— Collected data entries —
= = =

PR #691, opened 2018-07-16
Snapshot meta service

arunagrawal84:
This service will generate metafile containing the list of the files on the filesystem every hour. It will interact with Backup Upload/Download Service (BUDS) to ensure all the files are uploaded.


priam/src/main/java/com/netflix/priam/backup/AbstractBackup.java
```diff
@@ -201,40 +200,4 @@ public boolean isValidBackupDir(File keyspaceDir, File columnFamilyDir, File bac
      * Adds Remote path to the list of Remote Paths
      */
     protected abstract void addToRemotePath(String remotePath);
-
-    @Override
```
arunagrawal84: We were not using this as BackupEvent is done by lower layer (S3BaseFileSystem) for SNS notifications. Cleanup of dead code.

priam/src/main/java/com/netflix/priam/backup/AbstractBackup.java
```diff
@@ -157,39 +154,41 @@ protected final void initiateBackup(String monitoringFolder, BackupRestoreUtil b
...
-                if (!isValidBackupDir(keyspaceDir, columnFamilyDir, backupDir)) {
+                if (!isValidBackupDir(keyspaceDir, backupDir)) {
                     continue;
                 }
 
-                String dirName = columnFamilyDir.getName();
-                String columnFamilyName = dirName.split("-")[0];
+                String columnFamilyName = columnFamilyDir.getName().split("-")[0];
 
-                if (backupRestoreUtil.isFiltered(BackupRestoreUtil.DIRECTORYTYPE.KEYSPACE, keyspaceDir.getName()) || //keyspace is filtered
```
arunagrawal84: Moved this as part of common library

priam/src/main/java/com/netflix/priam/compress/ICompression.java
```diff
@@ -25,6 +25,11 @@
 
 @ImplementedBy(SnappyCompression.class)
 public interface ICompression {
+
+    enum CompressionAlgorithm {
```
arunagrawal84: This is for future purposes only. Not used today.

priam/src/main/java/com/netflix/priam/aws/S3BackupPath.java
```diff
@@ -86,7 +86,7 @@ public void parseRemote(String remoteFilePath) {
         token = pieces.get(3);
         time = parseDate(pieces.get(4));
         type = BackupFileType.valueOf(pieces.get(5));
-        if (type != BackupFileType.META && type != BackupFileType.CL) {
+        if (type != BackupFileType.META && type != BackupFileType.META_V2 && type != BackupFileType.CL) {
```
sumanth-pasupuleti: nit: extract this into a method (maybe isDataFile()) since this is used in multiple places

arunagrawal84: Done

priam/src/main/java/com/netflix/priam/backupv2/MetaFileWriter.java
```diff
@@ -0,0 +1,155 @@
...
+
+    /**
+     * Delete the old meta files, if any present in the metaFileDirectory
+     */
+    public void cleanupOldMetaFiles(){
+        IOFileFilter fileNameFilter = FileFilterUtils.and(FileFilterUtils.prefixFileFilter(MetaFileInfo.META_FILE_PREFIX),
+                FileFilterUtils.or(FileFilterUtils.suffixFileFilter(MetaFileInfo.META_FILE_SUFFIX),
+                        FileFilterUtils.suffixFileFilter(MetaFileInfo.META_FILE_SUFFIX + ".tmp")));
+        Collection<File> files = FileUtils.listFiles(metaFileDirectory.toFile(), fileNameFilter, null);
+        files.stream().filter(file -> file.isFile()).forEach(file -> file.delete());
```
vinaykumarchella: Might want to add a `warn/debug` here mentioning deletion of metafiles, will be helpful in debugging.

priam/src/main/java/com/netflix/priam/services/SnapshotMetaService.java
```diff
@@ -0,0 +1,234 @@
...
+            logger.info("Initializaing SnapshotMetaService");
+            snapshotName = generateSnapshotName();
+
+            //Perform a cleanup of old snapshot meta_v2.json files, if any, as we don't want our disk to be filled by them.
+            //These files may be leftover
+            // 1) when Priam shutdown in middle of this service and may not be full JSON
+            // 2) No permission to upload to backup file system.
+            metaFileWriter.cleanupOldMetaFiles();
+
+            //TODO: enque all the old backup folder for upload/delete, if any, as we don't our disk to be filled by them.
```
vinaykumarchella: `enqueue` and `if any, as we don't **want** our disk to be filled by them.`

priam/src/main/java/com/netflix/priam/defaultimpl/CassandraOperations.java
```diff
@@ -0,0 +1,57 @@
...
+    private IConfiguration configuration;
+
+    @Inject
+    CassandraOperations(IConfiguration configuration)
+    {
+        this.configuration = configuration;
+    }
+
+    public void takeSnapshot(final String snapshotName) throws Exception {
+        new RetryableCallable<Void>() {
```
vinaykumarchella: Do you want this to have 15 retries? Also think about multiple threads calling this method since this is called from 2 places already.

priam/src/main/java/com/netflix/priam/backupv2/MetaFileWriter.java
```diff
@@ -0,0 +1,155 @@
...
+ * This class will help in generation of meta.json files. This will encapsulate all the SSTables that were there on the file system.
+ * Created by aagrawal on 6/12/18.
+ */
+public class MetaFileWriter {
+    private static final Logger logger = LoggerFactory.getLogger(MetaFileWriter.class);
+    private final Provider<AbstractBackupPath> pathFactory;
+    private final IBackupFileSystem backupFileSystem;
+
+    private MetaFileInfo metaFileInfo;
+    private JsonWriter jsonWriter;
```
vinaykumarchella: You might want to add a comment here on the usage of JsonWriter (Streaming/ not intend to load the JSON in memory), otherwise, it would be tough to justify the usage considering the code complexity to build a JSON and ordering of method calls needed without enough context.

priam/src/main/java/com/netflix/priam/services/SnapshotMetaService.java
```diff
@@ -0,0 +1,234 @@
...
+
+        if (!StringUtils.isEmpty(cronExpression) && cronExpression.equalsIgnoreCase("-1")) {
+            logger.info("Skipping SnapshotMetaService as SnapshotMetaService cron is disabled via -1.");
+        } else {
+            if (StringUtils.isEmpty(cronExpression) || !CronExpression.isValidExpression(cronExpression))
+                throw new Exception("Invalid CRON expression: " + cronExpression +
+                        ". Please use -1, if you wish to disable SnapshotMetaService else fix the CRON expression and try again!");
+
+            cronTimer = new CronTimer(JOBNAME, cronExpression);
+            logger.info("Starting SnapshotMetaService with CRON expression {}", cronTimer.getCronExpression());
```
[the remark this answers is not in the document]
arunagrawal84: Well if we are there, we are definitely starting the service. If it is disabled, we never go in else loop and if it is invalid arg, we throw an exception.

vinaykumarchella:
fixNship from our offline conversation.

priam/src/main/java/com/netflix/priam/services/SnapshotMetaService.java
```diff
@@ -0,0 +1,227 @@
...
+                String prefix = PrefixGenerator.getSSTFileBase(file.getName());
+
+                if (prefix == null && file.getName().equalsIgnoreCase(CASSANDRA_MANIFEST_FILE))
+                    prefix = "manifest";
+
+                if (prefix == null)
+                    logger.error("Unknown file type with no SSTFileBase found: ", file.getAbsolutePath());
+
+                FileUploadResult fileUploadResult = FileUploadResult.getFileUploadResult(keyspace, columnFamily, file);
+                filePrefixToFileMap.putIfAbsent(prefix, new ArrayList<>());
```
hashbrowncipher: Do we interact with the HashMap on each iteration because we expect to see the same SSTable prefix in multiple directories? If not, I think this code could be simpler if we built the entire list and then add it to the Map in one call to `put()`.

priam/src/main/java/com/netflix/priam/backupv2/PrefixGenerator.java
```diff
@@ -0,0 +1,87 @@
...
+    PrefixGenerator(IConfiguration configuration, InstanceIdentity instanceIdentity) {
+        this.configuration = configuration;
+        this.instanceIdentity = instanceIdentity;
+    }
+
+    public Path getPrefix() {
+        return Paths.get(configuration.getBackupLocation(), configuration.getBackupPrefix(), getAppNameReverse(), instanceIdentity.getInstance().getToken());
+    }
+
+    public Path getSSTPrefix() {
```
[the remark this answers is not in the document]
arunagrawal84: Yes, this will be used in stage 3 to actually determine where files would be uploaded.

priam/src/main/java/com/netflix/priam/backupv2/MetaFileWriterBuilder.java
```diff
@@ -0,0 +1,181 @@
...
+        }
+
+        /**
+         * Add {@link ColumnfamilyResult} after it has been processed so it can be streamed to meta.json. Streaming write to meta.json is required so we don't get Priam OOM.
+         *
+         * @param columnfamilyResult a POJO encapsulating the column family result
+         * @throws IOException
+         */
+        public MetaFileWriterBuilder.DataStep addColumnfamilyResult(ColumnfamilyResult columnfamilyResult) throws IOException {
+            if (jsonWriter != null && columnfamilyResult != null)
```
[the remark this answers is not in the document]
arunagrawal84: Reasonable, even if there are no SSTables for a CF, we would have an empty tag for that CF.

priam/src/main/java/com/netflix/priam/services/SnapshotMetaService.java
```diff
@@ -0,0 +1,227 @@
...
+        logger.debug("Scanning for all SSTables in: {}", snapshotDir.getAbsolutePath());
+
+        Map<String, List<FileUploadResult>> filePrefixToFileMap = new HashMap<>();
+        Collection<File> files = FileUtils.listFiles(snapshotDir, FileFilterUtils.fileFileFilter(), null);
+
+        files.stream().filter(file -> file.exists()).filter(file -> file.isFile()).forEach(file -> {
+            try {
+                String prefix = PrefixGenerator.getSSTFileBase(file.getName());
+
+                if (prefix == null && file.getName().equalsIgnoreCase(CASSANDRA_MANIFEST_FILE))
```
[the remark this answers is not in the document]
arunagrawal84: The goal of SnapshotMetaService is to capture filesystem at a moment in time. It will though "try" to push those files for upload via BackupUploadDownloadService (in next version). It would be completely ok to fail to enqueue the files to upload as there will be another service pushing all the files in the queue for upload (think of this like a cleanup thread and will help us in "resuming" any failed backup for any reason).

priam/src/main/java/com/netflix/priam/services/SnapshotMetaService.java
```diff
@@ -0,0 +1,227 @@
...
+                    prefix = "manifest";
+
+                if (prefix == null)
```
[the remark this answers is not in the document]
arunagrawal84: I have made to exclude such files from upload. If we really don't understand the file we should not be uploading. An example would be user dropping some file/folder structure in data folder mistakenly.  The only thing we need to ensure would be this method works for `future` version of C* file name changes. Right now logic expects a certain nomenclature of file names and works for 2.x and 3.x C* version.

priam/src/main/java/com/netflix/priam/services/SnapshotMetaService.java
```diff
@@ -0,0 +1,227 @@
...
+            columnfamilyResult.addSstable(ssTableResult);
+        });
+        return columnfamilyResult;
+    }
+
+    @Override
+    protected void processColumnFamily(final String keyspace, final String columnFamily, final File backupDir) throws Exception {
+        File snapshotDir = getValidSnapshot(backupDir, snapshotName);
+        // Process this snapshot folder for the given columnFamily
+        if (snapshotDir == null) {
```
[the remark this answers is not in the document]
arunagrawal84: Short answer: no, this method will ensure that all active CF are accounted for. 
Long version: 
Before we execute this command, we have asked C* to take a snapshot which means a valid snapshot for all the "active" CF should exist. 
We walk over folder structure in C* data folder and there could be "folders" in data folder which are not really CF or some leftover from previous, user errors etc.  So we really need this to avoid such bad case. 
Also, this method is per CF data folder so if it really is not an active CF, we skipping that CF is valid.

PR #693, opened 2018-07-18
More resilient incrementals

jolynch:
This change makes it so Priam will continue re-trying incremental uploads forever (as opposed to only retrying them the next time that you restart Priam).

Before we could fail to upload incrementals with 1.5s of AWS S3 unavailability. Now we can only fail incrementals if we're misconfigured or AWS is actually permanently down. The existing controls for queue size are sufficient to control backpressure here.

### DIFF
--- a/priam/src/main/java/com/netflix/priam/backup/parallel/ITaskQueueMgr.java
+++ b/priam/src/main/java/com/netflix/priam/backup/parallel/ITaskQueueMgr.java
@@ -26,19 +26,26 @@ package com.netflix.priam.backup.parallel;
  */
 public interface ITaskQueueMgr<E> {
 
+    /**
+     * Adds the provided task into the queue if it does not already exist. For performance reasons
+     * this is best effort and therefore callers are responsible for handling duplicate tasks.
+     *
+     * This method will block if the queue of tasks is full
+     * @param task The task to put onto the queue
+     */
     void add(E task);
 
-    /*
+    /**
      * @return task, null if none is available.
      */
     E take() throws InterruptedException;
 
-    /*
+    /**
      * @return true if there are tasks within queue to be processed; false otherwise.
      */
     Boolean hasTasks();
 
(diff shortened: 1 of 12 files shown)


priam/src/main/java/com/netflix/priam/backup/parallel/ITaskQueueMgr.java
```diff
@@ -26,31 +26,53 @@
...
+     * This method will block if the queue of tasks is full
+     * @param task The task to put onto the queue
+     */
+    void add(E task);
+
+    /**
+     * Adds the provided task into the queue if it does not already exist. For performance reasons
+     * this is best effort and therefore callers are responsible for handling duplicate tasks.
+     *
+     * This method should not block. If no implementation is provided however this is equivalent to
```
arunagrawal84: nit: The default behavior will be to block as default impl is to block using "add" and then return true. I understand the behavior is modified in CassandraBackupQueueMgr though.

jolynch: Yea, I've clarified more.

priam/src/main/java/com/netflix/priam/backup/parallel/IncrementalConsumer.java
```diff
@@ -76,6 +79,9 @@ public Void retriableCall() throws Exception {
                         if (is == null) {
                             throw new NullPointerException("Unable to get handle on file: " + bp.getFileName());
                         }
+                        // Important context: this upload call typically has internal retries but those are only
```
arunagrawal84, line 82: Filesystem upload does not have retries AFAIK for files which are large. Only small files have retries. The only retry coming here is from RetryCallable used just above for those big files.

arunagrawal84:
Also, we would need PR for 3.11 branch.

= = =

Across all the records, find the lines containing the word "user" and reproduce each one.

— Answer for this exercise —
arunagrawal84: I have made to exclude such files from upload. If we really don't understand the file we should not be uploading. An example would be user dropping some file/folder structure in data folder mistakenly.  The only thing we need to ensure would be this method works for `future` version of C* file name changes. Right now logic expects a certain nomenclature of file names and works for 2.x and 3.x C* version.
We walk over folder structure in C* data folder and there could be "folders" in data folder which are not really CF or some leftover from previous, user errors etc.  So we really need this to avoid such bad case. 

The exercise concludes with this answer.